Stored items
*-*-*

Issue #3212, opened 2022-10-14
Bring CLOMonitor Score to 100%


alinskens:
This repo is signed up as part of the KubeCon [Security Slam](https://events.linuxfoundation.org/kubecon-cloudnativecon-north-america/attend/experiences/#security-slam). I'm bringing to your attention the checklist from the official [CLOMonitor page for Flux](https://clomonitor.io/projects/cncf/flux-project) -- it refreshes every hour, so it should be up-to-date.

### Summary

**Repository**: flux2
**URL**: https://github.com/fluxcd/flux2
**Checks sets**:  `CODE`
**Score**: 86

### Checks passed per category

| Category  |  Score  |
| :----------------- | --------: |
|  Documentation  |  100%  |
|  License  |  75%  |
|  Best Practices  |  94%  |
|  Security  |  80%  |
|  Legal  |  n/a  |

### Documentation [100%]

  - [x] Changelog ([_docs_](https://clomonitor.io/docs/topics/checks/#changelog))
  - [x] [Contributing](https://github.com/fluxcd/flux2/blob/main/CONTRIBUTING.md) ([_docs_](https://clomonitor.io/docs/topics/checks/#contributing))
  - [x] [Maintainers](https://github.com/fluxcd/flux2/blob/main/MAINTAINERS) ([_docs_](https://clomonitor.io/docs/topics/checks/#maintainers))
  - [x] [Readme](https://github.com/fluxcd/flux2/blob/main/README.md) ([_docs_](https://clomonitor.io/docs/topics/checks/#readme))
  
### License [75%]

  - [x] Apache-2.0 ([_docs_](https://clomonitor.io/docs/topics/checks/#license_spdx_id))
  - [x] Approved license ([_docs_](https://clomonitor.io/docs/topics/checks/#license_approved))
  - [ ] License scanning ([_docs_](https://clomonitor.io/docs/topics/checks/#license_scanning))
  
### Best Practices [94%]

  - [ ] Artifact Hub badge ([_docs_](https://clomonitor.io/docs/topics/checks/#artifacthub_badge))
  - [x] Contributor License Agreement ([_docs_](https://clomonitor.io/docs/topics/checks/#cla)) `EXEMPT`
  - [x] Developer Certificate of Origin ([_docs_](https://clomonitor.io/docs/topics/checks/#dco))
[...]

PR #3231, opened 2022-10-20
Adjusted workflow permissions

eddie-knight:
Part of #3212 

Each workflow should be tested prior to merging these changes!

Signed-off-by: Eddie Knight <knight@linux.com>


stefanprodan (approved):
LGTM

Thanks @eddie-knight 🏅

PR #3249, opened 2022-10-25
Remove file reading from bootstrap package

phillebaba:
This change moves all file reading for certificates and PGP from code located in pkg to the CLI command. The purpose for this is to make sharing the code easier where the content is not expected to be in files.

### DIFF
--- a/cmd/flux/bootstrap_gitlab.go
+++ b/cmd/flux/bootstrap_gitlab.go
@@ -215,19 +215,18 @@ func bootstrapGitLabCmdRun(cmd *cobra.Command, args []string) error {
 	if bootstrapArgs.tokenAuth {
 		secretOpts.Username = "git"
 		secretOpts.Password = glToken
-
-		if bootstrapArgs.caFile != "" {
-			secretOpts.CAFilePath = bootstrapArgs.caFile
-		}
+		secretOpts.CAFile = caBundle
 	} else {
+		keypair, err := sourcesecret.LoadKeyPairFromPath(bootstrapArgs.privateKeyFile, gitArgs.password)
+		if err != nil {
+			return err
+		}
+		secretOpts.Keypair = keypair
 		secretOpts.PrivateKeyAlgorithm = sourcesecret.PrivateKeyAlgorithm(bootstrapArgs.keyAlgorithm)
 		secretOpts.RSAKeyBits = int(bootstrapArgs.keyRSABits)
 		secretOpts.ECDSACurve = bootstrapArgs.keyECDSACurve.Curve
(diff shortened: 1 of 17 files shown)


pkg/bootstrap/bootstrap_plain_git.go
```diff
@@ -195,7 +196,7 @@ func (b *PlainGitBootstrapper) ReconcileSourceSecret(ctx context.Context, option
 	}
 
 	// Return early if exists and no custom config is passed
-	if ok && len(options.CAFilePath+options.PrivateKeyPath+options.Username+options.Password) == 0 {
```
phillebaba, line 198: Verify that this logic is the same as the previous.

cmd/flux/bootstrap_gitlab.go
```diff
@@ -246,6 +246,19 @@ func bootstrapGitLabCmdRun(cmd *cobra.Command, args []string) error {
...
+	if bootstrapArgs.gpgKeyRingPath != "" {
+		r, err := os.Open(bootstrapArgs.gpgKeyRingPath)
+		if err != nil {
+			return fmt.Errorf("unable to open GPG key ring: %w", err)
+		}
+		entityList, err = openpgp.ReadKeyRing(r)
+		if err != nil {
+			return err
+		}
+	}
```
pjbgf, line 260: This seems to be the same across `bitbucket`, `git`, `github` and `gitlab`. Can we extract as a func and reuse across them?

pkg/manifestgen/sourcesecret/sourcesecret.go
```diff
@@ -65,11 +65,9 @@ func Generate(options Options) (*manifestgen.Manifest, error) {
 	var keypair *ssh.KeyPair
 	switch {
 	case options.Username != "" && options.Password != "":
-		// noop
-	case len(options.PrivateKeyPath) > 0:
-		if keypair, err = loadKeyPair(options.PrivateKeyPath, options.Password); err != nil {
-			return nil, err
-		}
+	// noop
```
pjbgf, line 68: Without indentation it comes across as it relates to the next case, instead of the previous.

cmd/flux/bootstrap_gitlab.go
phillebaba: Good idea. Moved it into a shared function.

stefanprodan (approved):
LGTM

Thanks @phillebaba 🏅

pjbgf (approved):
Apart from the nit, LGTM

Thanks @phillebaba! :bow:

Issue #3273, opened 2022-11-01
Refactor Git operations and introduce go-git support for Azure DevOps and AWS CodeCommit


pjbgf:
This enables Git implementation alignment with source controller, therefore ensuring that anything bootstrapable via CLI can be reconciled by the controller (and vice-versa).

Ref: https://github.com/fluxcd/pkg/issues/245

PR #3289, opened 2022-11-07
Fix committing deleted files

phillebaba:
The bootstrap code makes use of some wrapper functions to commit files. It has a workaround for a go-git bug related to broken symlinks. The issue is that this workaround does not take into account deleted files and will fail if one tries to commit a deleted file. Bootstrap will not delete any committed files from git but the Terraform provider will as it tracks the file in the state. This introduces a check which skips the broken symlink test for deleted files.

### DIFF
--- a/cmd/flux/bootstrap_bitbucket_server.go
+++ b/cmd/flux/bootstrap_bitbucket_server.go
@@ -22,6 +22,7 @@ import (
 	"os"
 	"time"
 
+	"github.com/ProtonMail/go-crypto/openpgp"
 	"github.com/go-git/go-git/v5/plumbing/transport/http"
 	"github.com/spf13/cobra"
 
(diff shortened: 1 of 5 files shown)


pjbgf:
`go-git` using the default `go-billy` fs has an issue around abs symlinks pointing outside the path of their soft chroot implementation.
We no longer have that issue with our own implementation of go-billy fs: https://github.com/fluxcd/pkg/tree/main/git/gogit/fs.

Based on the above, I am not sure this will be needed once https://github.com/fluxcd/flux2/issues/3273 is finished.
Do you mind giving it a go with the new fs to confirm whether the issues still exists with the Terraform provider?

aryan9600:
@phillebaba i tested deleting committed files using https://github.com/fluxcd/pkg/blob/main/git/gogit/repository_client.go#L241 and its working fine, so i think this can be superseded by #3299 when it gets merged

phillebaba:
Sounds good will close this PR then and switch when that PR gets merged.

PR #3294, opened 2022-11-07
Aggregate errors in uninstall functions

phillebaba:
Adds an error return value to the uninstall functions. The cli ignores the returned error as it relies on the error message being logged to the user. It is however useful for other programs which want the actual returned error.


pkg/uninstall/uninstall.go
```diff
@@ -35,10 +35,12 @@ import (
 	kustomizev1 "github.com/fluxcd/kustomize-controller/api/v1beta2"
 	notificationv1 "github.com/fluxcd/notification-controller/api/v1beta1"
 	sourcev1 "github.com/fluxcd/source-controller/api/v1beta2"
+	"github.com/hashicorp/go-multierror"
```
stefanprodan, line 38: Let's use `k8s.io/apimachinery/pkg/util/errors` example here https://github.com/fluxcd/kustomize-controller/blob/main/controllers/kustomization_controller.go#L181

stefanprodan (approved):

PR #3323, opened 2022-11-16
build: Pin GitHub Actions

pjbgf:
The main benefit of pinning GitHub actions is the determinism it brings in terms of what version of a given action will be executed. This is a step towards having hermetic builds.

Once pinned to a commit, Dependabot will automatically issue PRs to update to newer versions. For the time being this will happen every Monday.

Pinned versions is the only security metric from OpenSSF scorecard that this repository currently have a zero score.

image

---

This PR focus on external actions. Flux actions that live in `pkg/actions` will be dealt with separately.

### DIFF
--- a/.github/dependabot.yml
+++ b/.github/dependabot.yml
@@ -3,5 +3,7 @@ version: 2
 updates:
   - package-ecosystem: "github-actions"
     directory: "/"
+    labels: ["area/build"]
     schedule:
+      # by default this will be on a monday.
       interval: "weekly"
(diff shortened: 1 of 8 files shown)


pjbgf:
The comments are not a hard requirement and the official documentation is quite slim on it.

My current understanding is that it can be used to pin to a specific semver. I added the comments across external dependencies, apart from the GitHub official actions, which we won't restrict updates to a given semver.

stefanprodan (approved):
LGTM

Thanks @pjbgf

PR #3324, opened 2022-11-17
Update kubectl and remove nsswitch.conf in flux-cli image

stefanprodan:
Changes:
- Remove nsswitch.conf creation as it's now included in [Alpine 3.16](https://git.alpinelinux.org/aports/commit/?id=348653a9ba0701e8e968b3344e72313a9ef334e4)
- Update kubectl version to 1.25.4


pjbgf (approved):
LGTM

Issue #3278, opened 2022-11-03
build: Fix E2E tests for Azure DevOps


pjbgf:
The E2E tests for Azure DevOps are broken. As part of fixing them we should also try to migrate away from libgit2 and convert to the `fluxcd/pkg` and `fluxcd/go-git` instead.

PR #3342, opened 2022-11-22
Use go-git for Azure e2e tests

somtochiama:
Ref #3278


stefanprodan (approved):
LGTM

Thanks @somtochiama 

Going to merge this so we can run the tests in the target branch.

Issue #3256, opened 2022-10-27
Way to push OCI artifact from stdin


lictw:
### Describe the bug

Hi there!

My kustomize includes other kustomize and I don't want to push whole repo as artifact (mainly due to I don't want path in KS other than ./), I can build kustomize locally and push artifact from file, but how I can achieve that without tmp file?

### Steps to reproduce

```
$ flux push artifact oci://localhost:5000/test --path <(kustomize build .) ..
► pushing artifact to localhost:5000/test
✗ pushing artifact failed: open /dev/fd/633325431970: no such file or directory
```

### Expected behavior

`kustomize build . | flux push artifact ..`

### OS / Distro

N/A

### Flux version

v0.36.0

### Flux check

N/A

### Code of Conduct

- [X] I agree to follow this project's Code of Conduct

PR #3355, opened 2022-11-28
`Push/Build artifacts` from stdin

somtochiama:
Closes:  #3256
Depends on: https://github.com/fluxcd/pkg/pull/418

### DIFF
--- a/cmd/flux/build_artifact.go
+++ b/cmd/flux/build_artifact.go
@@ -17,7 +17,10 @@ limitations under the License.
 package main
 
 import (
+	"bufio"
+	"bytes"
 	"fmt"
+	"io"
 	"os"
 	"strings"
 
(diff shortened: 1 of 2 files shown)


cmd/flux/build_artifact.go
```diff
@@ -66,18 +72,47 @@ func buildArtifactCmdRun(cmd *cobra.Command, args []string) error {
...
 	return nil
 }
+
+func saveStdinToFile() (string, error) {
+	b, err := io.ReadAll(bufio.NewReader(os.Stdin))
+	if err != nil {
+		return "", err
+	}
+	b = bytes.TrimRight(b, "\r\n")
+	f, err := os.CreateTemp("", "*.yaml")
```
stefanprodan, line 107: How is this file placed in the tarball? Does it contain only the file or it has all the tmp dir path also?

somtochiama: It has all the `tmp` dir path too.

I considered updating the `Build` in `fluxcd/pkg` so that it puts only the file if an absolute path is passed in but that conflicts with the behaviour when a relative path is passed (it has the full dir path too)

stefanprodan: If a single file is passed (either via stdin or file path) the tarball should contain only that file in the root. Please make the necessary changes in pkg. Thanks!

stefanprodan:
@somtochiama please update the package to [oci/v0.16.0](https://github.com/fluxcd/pkg/releases/tag/oci%2Fv0.16.0)

PR #3368, opened 2022-12-04
[RFC] Add build-in TLS support

pjbgf:
Based on the [discussion](https://github.com/fluxcd/flux2/discussions/3066) instigated by @rashedkvm.

More context can be found on the [recordings](https://www.youtube.com/watch?v=s1wb7W3jh3g) from Sept 8th Flux Dev Meeting.

### DIFF
--- a/rfcs/0000-build-in-tls-support/README.md
+++ b/rfcs/0000-build-in-tls-support/README.md
@@ -1,0 +1,137 @@
+# RFC-NNNN Built-in TLS support for Source and Notification Controllers
+
+**Status:** provisional
+
+**Creation date:** 2022-12-05
+
+**Last update:** 2022-12-05
+
+## Summary
+
+Create built-in TLS support for both Source and Notification controllers,
+so that in-cluster cross-component communications are always encrypted.
+
+## Motivation
+
+Due to internal company policies, Data Protection laws and regulations,
+Flux users may be required to enforce encryption of data whilst in-transit.
+As of `v0.37.0`, there is no built-in way to provide TLS for Flux' endpoints.
+
+The existing endpoints being:
+
+1. Source Controller: artifacts storage, used by Kustomize and HelmRelease
+controllers.
+2. Notification Controller: events receivers, used by all other Flux components
+to submit events.
+3. Notification Controller: webhooks for external services to contact Flux.
+
+The webhooks endpoing would be typically used for external use only, and in
+that use case the recommended approach is to enable TLS at ingress.
+However, this proposal covers the first two endpoints to allow always encrypted
+in-cluster communications.
+
+### Goals
+
+- Add TLS support for Notification and Source controllers.
+- Establish a migration process when enabling TLS on existing clusters.
+- Define best practices on enabling the feature.
+
+### Non-Goals
+
+- Change how CA trust is established across Flux containers.
+- Define TLS rotation mechanisms.
+
+## Proposal
+
+Controllers hosting web servers will introduce a new flag to configure the
+[TLS secret]: `--tls-secret`. The Secret type must be `kubernetes.io/tls`.
+
+Invalid secret types, or content, will cause the controller to fail to start.
+
+### Source Controller
+
+When TLS is enabled, the File Storage endpoint will serve both HTTP and HTTPS.
+Existing source objects previously reconciled won't be patched to a new
+`.status.artifact.url`, but all new reconciliations will cause that field to
+start with `https://`.
+
+The HTTP endpoint will only serve a permanent redirect (301) to the HTTPS endpoint,
+enabling a smooth transition when users enable this feature in existing clusters.
+
+The HTTPS endpoint will be served on port `9443` by default, which will be
+configurable via new flag `--storage-https-addr` or environment variable
+`STORAGE_HTTPS_ADDR`. The existing `source-controller` service will bind port
+`443` to `9443`.
+
+### Notification Controller
+
+When TLS is enabled, the HTTP endpoints will be disabled.
+
+#### Events endpoint
+
+The events HTTPS endpoint will be served on port `9443` by default, which will be
+configurable via new flag `--events-https-addr`. The existing `notification-controller`
+service will bind port `443` to `9443`.
+
+All flux components will need to be started with the (existing) flag below, for the
+TLS only endpoint to be used:
+`--events-addr=https://notification-controller.flux-system.svc.cluster.local./`
+
+### User Stories
+
+<!--
+Optional if existing discussions and/or issues are linked in the motivation section.
+-->
+
+### Alternatives
+
+#### Delegate in-trasit data encryption to CNI or Service Mesh
+
+Instead of built-in support, it was considered the option of delegating this to
+external components that support the enablement of end-to-end encryption via TLS
+or mTLS. One of the issues with this approach is that the data would still come
+out of Flux unencrypted, and therefore privileged co-located components in the
+same worker node could be privy to the exchanged plain-text.
+
+Another point considered for not pursuing this alternative was that, being one of
+the first workloads inside a cluster, Flux should be self-reliant in assuring the
+confidentiality and integrity of its communications.
+
+#### Auto-detection of TLS events endpoint
+
+Instead of having to change the `--event-addr` on each Flux component, an auto
+detection mechanism could be implemented to prefer the TLS endpoint whenever the
+notification controller's service has one working.
+
+The challenge with such approach is that the security of cross component
+communication would be non deterministic from a client perspective, and would depend
+on the Notification controller having an active TLS endpoint at the time in which each
+Flux component started. The current approach requires additional configuration,
+but fails safe.
+
+## Design Details
+
+### TLS Versions and Ciphers Supported
+
+For reduced complexity and increased security, only TLS 1.3 is supported.
+
+### Detect TLS Certificate changes
+
+Controllers will watch the TLS secret for changes, once detected it will trigger a
+pod restart to refresh the certificates being used.
+
+### Expand TLS support for the webhooks endpoint
+
+The TLS support could be expanded to the Notification controller webhooks endpoint
+to enable secure in-cluster communications.
+
+## Implementation History
+
+<!--
+Major milestones in the lifecycle of the RFC such as:
+- The first Flux release where an initial version of the RFC was available.
+- The version of Flux where the RFC graduated to general availability.
+- The version of Flux where the RFC was retired or superseded.
+-->
+
+[TLS secret]: https://kubernetes.io/docs/concepts/configuration/secret/#tls-secrets


rfcs/0000-build-in-tls-support/README.md
```diff
@@ -0,0 +1,135 @@
...
+
+### Detect TLS Certificate changes
+
+Controllers will watch the TLS secret for changes, once detected it will trigger a
+pod restart to refresh the certificates being used.
+
+### Expand TLS support for the webhooks endpoint
+
+The TLS support could be expanded to the Notification controller webhooks endpoint
+to enable secure in-cluster communications.
```
pjbgf, line 124: The main issue I see with supporting this is the hybrid scenario in which we need to support in-cluster and external (via ingress). In such scenarios, the ingress would need to trust the CA used by Flux, which can be problematic from a security stand-point.

rfcs/0000-build-in-tls-support/README.md
```diff
@@ -0,0 +1,135 @@
...
+notification controller's service has one working.
+
+The challenge with such approach is that the security of cross component
+communication would be non deterministic from a client perspective, and would depend
+on the Notification controller having an active TLS endpoint at the time in which each
+Flux component started. The current approach requires additional configuration,
+but fails safe.
+
+## Design Details
+
```
pjbgf, line 111: The approach requires a way for the CA used to generate the TLS cert/private key to be trusted by all Flux controllers. That is currently being defined via https://github.com/fluxcd/flux2/pull/3366.

rashedkvm:
Thank you @pjbgf. Will review shortly.

rashedkvm (commented):
@pjbgf thank you for restarting the encrypted communication discussion for Flux components. Am I understanding this correctly that this feature should not be used in a service mesh setup?

pjbgf:
> @pjbgf thank you for restarting the encrypted communication discussion for Flux components. Am I understanding this correctly that this feature should not be used in a service mesh setup?

@rashedkvm The use of CNI or Service Mesh are alternatives, which could still be used regardless of the built-in support. However, I cannot see why users would use a Service Mesh to protect Flux inter-component comms when the built-in TLS is enabled, as IMO they are mutually exclusive. Although I could see cases in which some deployments may have CNI encryption + Flux built-in TLS.

rfcs/0000-build-in-tls-support/README.md
```diff
@@ -0,0 +1,137 @@
...
+### TLS Versions and Ciphers Supported
+
+For reduced complexity and increased security, only TLS 1.3 is supported.
+
+### Detect TLS Certificate changes
+
+Controllers will watch the TLS secret for changes, once detected it will trigger a
+pod restart to refresh the certificates being used.
```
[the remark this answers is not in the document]
pjbgf: I like the idea. This would cause all mid-flight requests to be dropped, which is a minor impact compared to rebuilding the storage. Besides, the mid-fight requests would be automatically retried within seconds anyway.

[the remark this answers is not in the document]
rashedkvm: Yes, definitely that will be a considerable saving over the expensive restarts.

rashedkvm:
> @rashedkvm The use of CNI or Service Mesh are alternatives, which could still be used regardless of the built-in support. However, I cannot see why users would use a Service Mesh to protect Flux inter-component comms when the built-in TLS is enabled, as IMO they are mutually exclusive. 

that is my understanding too. Thanks!

rfcs/0000-build-in-tls-support/README.md
```diff
@@ -0,0 +1,137 @@
...
+- Add TLS support for Notification and Source controllers.
+- Establish a migration process when enabling TLS on existing clusters.
+- Define best practices on enabling the feature.
+
+### Non-Goals
+
+- Change how CA trust is established across Flux containers.
+- Define TLS rotation mechanisms.
+
+## Proposal
```
phoban01, line 44: Would the proposed architecture be compatible with SPIFFE/SPIRE? I can envisage a scenario where I would like to manage identity using SPIFFE SVIDs delivered via SPIRE rather than via Kubernetes TLS secrets. In practice I think this would mean adding a unix domain socket flag to the controllers with an accompanying listener to receive SVID bundles from the SPIRE agent.

rfcs/0000-build-in-tls-support/README.md
```diff
@@ -0,0 +1,137 @@
...
+
+Controllers hosting web servers will introduce a new flag to configure the
+[TLS secret]: `--tls-secret`. The Secret type must be `kubernetes.io/tls`.
```
alukyan, line 47: Why take dependency on a specific K8s secret hosting approach directly in the components? Can you please use a file reference instead. Then it will be easier to support other secret hosting approaches such as cloud key vaults. 
For your information in our enterprise environments hosting any kind of secrets as K8s secrets is prohibited.

stefanprodan: How are you using Flux then? All our APIs rely on Kubernetes Secrets, you can’t connect to Git/OCI/Helm repositories unless you store the auth in a secret.

makkes: > hosting any kind of secrets as K8s secrets is prohibited

So you're using Secrets Store CSI Driver and mounting them directly into containers? I see why this might be a reasonable policy but as Stefan said, Flux doesn't work without Secrets at the moment and likely never will. Otherwise you'd have to mount all the Secrets any user might ever need into the Flux controller containers.

stefanprodan: Consuming secrets as files breaks Flux multi-tenancy. We rely on Kubernetes RBAC to isolate tenant, reading files from the container FS is not subject to RBAC while reading secrets from the API is. Have you considered enabling encryption at rest for etcd?

makkes: > @makkes - correct, we use Secret CSI drivers, or you can create a wrapper/starter script to launch the binaries and this starter script pulls the secrets from key vaults and places them on tempfs volumes.
> 
> @stefanprodan - based on the documentation I see that Flux can use cloud identities to access artifact storages. We can still use K8s secrets as a config store for not secret material - such as public keys, application IDs, etc. But we cannot use K8s secrets for storing secret material like private keys. Most Kubernetes components consume secrets as file references - then if someone wants to use K8s secrets to store secrets they can always mount them as files in the volume.
> 
> Consuming secret material directly from K8s secret resources is a gap that must be fixed for Flux to be used in different deployments that rely on consuming secrets as files.

As I said, if Flux would exclusively consume secret data from files, you as the Flux operator would have to mount all the Secrets any user might ever need into the Flux controller containers which

1. is not exactly a lightweight process for the Flux operator on the cluster
2. is not compatible with resource isolation on multi-tenant clusters (as Stefan noted)

alukyan: > Consuming secrets as files breaks Flux multi-tenancy. We rely on Kubernetes RBAC to isolate tenant, reading files from the container FS is not subject to RBAC while reading secrets from the API is.

I must admit I do not understand the security model for Flux multitenancy.

If Flux service account has RBAC permissions to read tenant K8s secrets via API to put them in memory how it stat different from mounting secrets as files in Flux filesystem? If I have access to the Flux pod I can access the file system directly, and I am one REST call away from accessing secrets via API.

And to avoid confusion I would like to mention that my area of concern is not how Source controller interacts with artifact sources. This is where multitenancy matters.
My concern is about FluxV2 components interact with each other - For example Kustomization controller retrieves artifacts served by Source controller via http.FileServer(). I do not see how multitenancy matters here.

makkes: Take a look at https://fluxcd.io/flux/security/best-practices/#multi-tenancy-lock-down for details on how Flux enables secure multi-tenant scenarios. It makes heavy use of impersonation, leveraging Kubernetes RBAC and that's not possible with files mounted into the container.

alukyan: @makkes - I read that article, service account impersonation with tenant level control over the SA access makes sense to me.

However, I still do not understand how this article relates to the TLS support discussed here. Namely,

> 1. Source Controller: artifacts storage, used by Kustomize and HelmRelease
controllers.

both sides are owned by Flux system itself. Where are the multitenancy here?

pjbgf: There is a lot to unpack here, I am not sure I will be able to do it justice. 

> Why take dependency on a specific K8s secret hosting approach directly in the components? 

That's a great question. Flux must support being the very first thing deployed into a cluster, this proposal aims to support built-in TLS for that scenario without additional dependencies. 

> For your information in our enterprise environments hosting any kind of secrets as K8s secrets is prohibited.

That's a common requirement in highly regulated environments. The best way I can see your requirement being met securely (in the context of this RFC) is with an integration to Cloud Key Management Services via contextual authentication. This way both key material, and the authentication needed for it are only kept in memory. In my opinion that could be handled as a follow-up RFC.

> you can create a wrapper/starter script to launch the binaries and this starter script pulls the secrets from key vaults and places them on tempfs volumes.

I believe that file-based support for sensitive information, such as key material, would just increase the impact of any directory traversal vulnerability in the controllers that were to support this. If that is a hard requirement, I would suggest it not to be enabled by default, and be kept behind a `--insecure-` prefixed flag, so users think through their threat model and requirements before using it.

alukyan: > I believe that file-based support for sensitive information, such as key material, would just increase the impact of any directory traversal vulnerability in the controllers that were to support this.

Thanks for bringing up this perspective. I would like to mention though that many (if not most) of the existing industry solutions that communicate or serve the content over TLS support file-based key material, so it hardly can be marked as `insecure`.

anagg929: I might be confused here. But wouldn't the TLS k8s secret also mounted as a file in the pod. The certwatcher project suggested allows file based certs only. 
https://github.com/kubernetes-sigs/controller-runtime/blob/a784ee78d04bdf216006adfbc313328a0aded88a/pkg/certwatcher/certwatcher.go#L36

Thus not sure how giving an option for a TLS on file-based key inside the pod can be less secure as even with secrets we need to do the same.

I understand going default with secret to not add any additional dependencies for the default secure path. But if the customer is willing to do the work to use a Secret CSI drivers to mount a file directly, shouldn't that be allowed.

makkes: The Secrets aren't mounted into the Flux Pods but read into memory through the Kubernetes API.

stefanprodan: We could add a flag for pointing to a cert on disk, then it's up to the Flux admin to figure out the mounts and so on. With this flag, we'll read the cert at startup only, the Flux admin can bump some pod annotation in Git to restart the controllers to reload the cert. This flag e.g. `--tls-file` should be mutually exclusive with `--tls-secret`, if both are set, the controllers will panic and crash loop.

anagg929: Thanks , this should resolve the cases where admin want to mount the cert on their own.
A bit of query why not use use the certwatcher on the --tls-file also to avoid the restart ?

stefanprodan: > Why not use use the certwatcher on the --tls-file also to avoid the restart ?

Ah I haven't looked into that, if it supports it, then sure.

*-*-*

§ **INSTRUCTIONS FOR THE TASK**: Up to and including the line with "- [x] Changelog", please return the records exactly, beginning from their first line.

§ **TASK OUTPUT**:
Issue #3212, opened 2022-10-14
Bring CLOMonitor Score to 100%


alinskens:
This repo is signed up as part of the KubeCon [Security Slam](https://events.linuxfoundation.org/kubecon-cloudnativecon-north-america/attend/experiences/#security-slam). I'm bringing to your attention the checklist from the official [CLOMonitor page for Flux](https://clomonitor.io/projects/cncf/flux-project) -- it refreshes every hour, so it should be up-to-date.

### Summary

**Repository**: flux2
**URL**: https://github.com/fluxcd/flux2
**Checks sets**:  `CODE`
**Score**: 86

### Checks passed per category

| Category  |  Score  |
| :----------------- | --------: |
|  Documentation  |  100%  |
|  License  |  75%  |
|  Best Practices  |  94%  |
|  Security  |  80%  |
|  Legal  |  n/a  |

### Documentation [100%]

  - [x] Changelog ([_docs_](https://clomonitor.io/docs/topics/checks/#changelog))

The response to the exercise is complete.